One thing the online mega-store Amazon is good for is revealing the top-selling trends in products across the board, and with Christmas coming up it’s clear the big items are still iPads, entertainment consoles, GPS gadgets and big screen TVs. Even in these times of recession, the holiday season encourages some big luxury spending, however spending on jewellery is often eclipsed by other luxury goods such as electronics, designer footwear and handbags. As retailers, jewellers need to work on positive marketing messages to help bring the luxury status of jewellery back to the front of consumer’s minds this Christmas. Despite the popularity of big ticket electronic goods few products can match luxury jewellery, and diamonds in particular, for status and desirability.

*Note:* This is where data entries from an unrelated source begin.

PR #4252, opened 2024-04-16
Pyk: Attribute token locations

### LINKED ISSUE #4187: Locations for attribute tokens.
In runtimeverification/pyk#1052, we're tracking locations for tokens, with the exception of the tokens in attributes. The reason for this is that attributes in KAST don't have their source locations.

However, it's still possible for locations on attribute tokens to be useful in the pipeline before generating the KAST from a definition text. So, we should add support for them.

Once implemented, every token should have a location. With that, we should set up the unit tests to take the expected token and its location, and verify that the source text actually has that token's text as a substring at that location in the source.

gtrepta:
fixes #4187 

The pyk outer lexer now has location information for attribute tokens.

The unit tests for the lexer now check that the token text actually appears at its location in the source text.


pyk/src/pyk/kast/outer_lexer.py
```diff
@@ -190,23 +191,29 @@ class State(Enum):
...
 class LocationIterator(Iterator[str]):
-    _line: int = 1
-    _col: int = 0
+    _line: int
+    _col: int
     _iter: Iterator[str]
+    _nextline: bool
 
-    def __init__(self, x: Iterable[str]) -> None:
+    def __init__(self, x: Iterable[str], line: int = 1, col: int = 0) -> None:
```
tothtamas28: Why the discrepancy in default argument values?

pyk/src/pyk/kast/outer_lexer.py
```diff
@@ -190,23 +191,29 @@ class State(Enum):
...
+        if self._nextline:
             self._line += 1
-            self._col = 0
+            self._col = 1
+        self._nextline = la == '\n'
         return la
 
     @property
     def loc(self) -> Loc:
+        """Returns the line,column of the last character returned by the iterator"""
```
tothtamas28: What if no characters have been returned yet?

pyk/src/pyk/kast/outer_lexer.py
gtrepta: The column is incremented when the iterator returns a character. So when it returns the first character, the location will be at column 1, which is where it's supposed to be.

pyk/src/pyk/kast/outer_lexer.py
gtrepta: You'll get `(1,0)`. There's no use case for getting the location before reading anything, so I didn't really think about it here. This is the only instance where you would get a location with a column of `0`, though, so that could work out as an indicator that no characters have been returned so far.

pyk/src/tests/unit/kast/test_outer_lexer.py
```diff
@@ -636,6 +639,10 @@ def test_lexer(test_file: Path) -> None:
     remaining = next(it, None)
 
     # Then
+    line_offsets = [0] + (lambda x: [x := text.find('\n', x) + 1 for _ in range(text.count('\n'))])(0)  # noqa: F841
+    for tok_text, loc in ((t.text, t.loc) for t in actual_tokens):
+        assert text[line_offsets[loc.line - 1] + loc.col - 1 :].find(tok_text) == 0
```
tothtamas28: Consider extracting a helper function.

pyk/src/pyk/kast/outer_lexer.py
tothtamas28: Please indicate this in the docstring.

tothtamas28 (approved):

Diamonds are the jewellery industry’s strongest contenders against competition products, yet all too often jewellers struggle to get the cashed-up crowds through their doors during the holiday season. The electronics industry has no such trouble. Their massive marketing campaigns continually push the benefit, the convenience, the ‘coolness’ their devices bring to their customer’s lives. But jewellers are a little less vocal, concentrating on the emotional reasons for buying a glittering rock, and that can often be a much harder sell.

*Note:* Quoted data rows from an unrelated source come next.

Issue #4188, opened 2024-03-07
Model commands and options with composition


nwatson22:
For a follow-up refactor to runtimeverification/pyk#916 

Split the class `Options` into `Options` which holds the options as fields, and `OptionsHandler` which takes a parameterized `Options` type and can export argparse information for that option, handle default values, and instantiate its `Options` class.
Commands would then be instantiated by passing in `OptionsHandler`s for the appropriate sets of options 

See comment [here](https://github.com/runtimeverification/pyk/pull/916/#discussion_r1515873058)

There are generally five big sweets spots when it comes to emotional justification for a luxury jewellery purchase, and your sales staff should be able to help your customers hit them. Keep them in mind: Status – shows off success, power, style, taste. Celebrate or confirm a relationship – displays the bond between a couple, feels romantic. Glamour – makes him or her feel attractive, gets attention and turns heads. Splurge – self reward, marks an accomplishment. Be the Hero – his chance to be romantic and demonstrate his love.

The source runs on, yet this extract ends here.